[Stored data entries]
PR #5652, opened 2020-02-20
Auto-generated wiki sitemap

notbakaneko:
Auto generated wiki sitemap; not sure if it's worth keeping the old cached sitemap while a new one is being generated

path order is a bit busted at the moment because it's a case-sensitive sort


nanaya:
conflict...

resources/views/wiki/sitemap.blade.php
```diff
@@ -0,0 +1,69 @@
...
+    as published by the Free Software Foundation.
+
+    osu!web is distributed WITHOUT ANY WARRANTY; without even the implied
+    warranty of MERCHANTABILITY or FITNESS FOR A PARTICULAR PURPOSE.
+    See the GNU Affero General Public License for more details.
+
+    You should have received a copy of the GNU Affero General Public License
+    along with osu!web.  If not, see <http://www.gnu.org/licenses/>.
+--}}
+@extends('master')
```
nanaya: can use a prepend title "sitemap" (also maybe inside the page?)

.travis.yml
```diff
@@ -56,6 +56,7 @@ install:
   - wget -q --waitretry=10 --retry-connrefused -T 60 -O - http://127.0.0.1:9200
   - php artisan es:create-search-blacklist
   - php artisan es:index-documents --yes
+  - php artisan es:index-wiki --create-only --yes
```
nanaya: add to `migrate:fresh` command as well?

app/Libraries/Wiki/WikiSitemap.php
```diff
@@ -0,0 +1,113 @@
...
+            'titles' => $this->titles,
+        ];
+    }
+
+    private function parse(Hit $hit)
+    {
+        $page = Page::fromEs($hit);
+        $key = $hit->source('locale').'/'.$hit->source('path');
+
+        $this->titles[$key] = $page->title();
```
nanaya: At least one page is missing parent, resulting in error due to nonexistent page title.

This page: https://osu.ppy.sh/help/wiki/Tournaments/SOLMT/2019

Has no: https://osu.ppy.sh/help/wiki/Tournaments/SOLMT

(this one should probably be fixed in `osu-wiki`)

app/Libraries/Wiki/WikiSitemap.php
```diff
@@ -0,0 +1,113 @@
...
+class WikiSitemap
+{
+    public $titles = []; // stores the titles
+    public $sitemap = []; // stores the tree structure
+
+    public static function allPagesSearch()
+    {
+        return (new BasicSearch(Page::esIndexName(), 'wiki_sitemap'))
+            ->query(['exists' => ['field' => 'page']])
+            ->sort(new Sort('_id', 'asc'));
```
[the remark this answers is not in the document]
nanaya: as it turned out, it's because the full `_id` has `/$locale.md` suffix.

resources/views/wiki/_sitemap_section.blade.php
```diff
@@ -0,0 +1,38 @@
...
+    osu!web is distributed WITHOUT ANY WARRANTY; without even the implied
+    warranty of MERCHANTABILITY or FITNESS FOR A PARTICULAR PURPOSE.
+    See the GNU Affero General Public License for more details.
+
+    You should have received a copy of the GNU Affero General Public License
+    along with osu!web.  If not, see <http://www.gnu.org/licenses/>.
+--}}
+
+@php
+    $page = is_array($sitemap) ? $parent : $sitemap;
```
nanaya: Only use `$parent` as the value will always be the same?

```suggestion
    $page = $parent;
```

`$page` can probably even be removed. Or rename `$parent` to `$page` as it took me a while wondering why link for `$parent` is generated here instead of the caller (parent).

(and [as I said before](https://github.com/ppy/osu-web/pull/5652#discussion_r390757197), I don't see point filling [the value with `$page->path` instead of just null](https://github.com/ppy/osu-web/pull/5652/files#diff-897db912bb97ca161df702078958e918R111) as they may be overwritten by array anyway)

▸ TASK DESCRIPTION
Would you please transcribe all of the entries above exactly?

▸ THE COMPLETED TASK
PR #5652, opened 2020-02-20
Auto-generated wiki sitemap

notbakaneko:
Auto generated wiki sitemap; not sure if it's worth keeping the old cached sitemap while a new one is being generated

path order is a bit busted at the moment because it's a case-sensitive sort


nanaya:
conflict...

resources/views/wiki/sitemap.blade.php
```diff
@@ -0,0 +1,69 @@
...
+    as published by the Free Software Foundation.
+
+    osu!web is distributed WITHOUT ANY WARRANTY; without even the implied
+    warranty of MERCHANTABILITY or FITNESS FOR A PARTICULAR PURPOSE.
+    See the GNU Affero General Public License for more details.
+
+    You should have received a copy of the GNU Affero General Public License
+    along with osu!web.  If not, see <http://www.gnu.org/licenses/>.
+--}}
+@extends('master')
```
nanaya: can use a prepend title "sitemap" (also maybe inside the page?)

.travis.yml
```diff
@@ -56,6 +56,7 @@ install:
   - wget -q --waitretry=10 --retry-connrefused -T 60 -O - http://127.0.0.1:9200
   - php artisan es:create-search-blacklist
   - php artisan es:index-documents --yes
+  - php artisan es:index-wiki --create-only --yes
```
nanaya: add to `migrate:fresh` command as well?

app/Libraries/Wiki/WikiSitemap.php
```diff
@@ -0,0 +1,113 @@
...
+            'titles' => $this->titles,
+        ];
+    }
+
+    private function parse(Hit $hit)
+    {
+        $page = Page::fromEs($hit);
+        $key = $hit->source('locale').'/'.$hit->source('path');
+
+        $this->titles[$key] = $page->title();
```
nanaya: At least one page is missing parent, resulting in error due to nonexistent page title.

This page: https://osu.ppy.sh/help/wiki/Tournaments/SOLMT/2019

Has no: https://osu.ppy.sh/help/wiki/Tournaments/SOLMT

(this one should probably be fixed in `osu-wiki`)

app/Libraries/Wiki/WikiSitemap.php
```diff
@@ -0,0 +1,113 @@
...
+class WikiSitemap
+{
+    public $titles = []; // stores the titles
+    public $sitemap = []; // stores the tree structure
+
+    public static function allPagesSearch()
+    {
+        return (new BasicSearch(Page::esIndexName(), 'wiki_sitemap'))
+            ->query(['exists' => ['field' => 'page']])
+            ->sort(new Sort('_id', 'asc'));
```
[the remark this answers is not in the document]
nanaya: as it turned out, it's because the full `_id` has `/$locale.md` suffix.

resources/views/wiki/_sitemap_section.blade.php
```diff
@@ -0,0 +1,38 @@
...
+    osu!web is distributed WITHOUT ANY WARRANTY; without even the implied
+    warranty of MERCHANTABILITY or FITNESS FOR A PARTICULAR PURPOSE.
+    See the GNU Affero General Public License for more details.
+
+    You should have received a copy of the GNU Affero General Public License
+    along with osu!web.  If not, see <http://www.gnu.org/licenses/>.
+--}}
+
+@php
+    $page = is_array($sitemap) ? $parent : $sitemap;
```
nanaya: Only use `$parent` as the value will always be the same?

```suggestion
    $page = $parent;
```

`$page` can probably even be removed. Or rename `$parent` to `$page` as it took me a while wondering why link for `$parent` is generated here instead of the caller (parent).

(and [as I said before](https://github.com/ppy/osu-web/pull/5652#discussion_r390757197), I don't see point filling [the value with `$page->path` instead of just null](https://github.com/ppy/osu-web/pull/5652/files#diff-897db912bb97ca161df702078958e918R111) as they may be overwritten by array anyway)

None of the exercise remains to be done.